PROBLEM: Reproduce the entire listing below verbatim.

EXERCISE INPUT:
◆ ◆ ◆ ◆
PR #504, opened 2022-08-10
Use Compose colors for tiles sample

ataulm:
Instead of defining Tile colors explicitly, transform from a compose color palette, since that'll be the usual case (compose-based Wear app + tile + ...)

No changes outside this file (Colors is still accessed via `MessagingTileTheme.colors`).

### DIFF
◆ ◆ ◆ ◆
PROBLEM SOLUTION:
PR #504, opened 2022-08-10
Use Compose colors for tiles sample

ataulm:
Instead of defining Tile colors explicitly, transform from a compose color palette, since that'll be the usual case (compose-based Wear app + tile + ...)

No changes outside this file (Colors is still accessed via `MessagingTileTheme.colors`).

### DIFF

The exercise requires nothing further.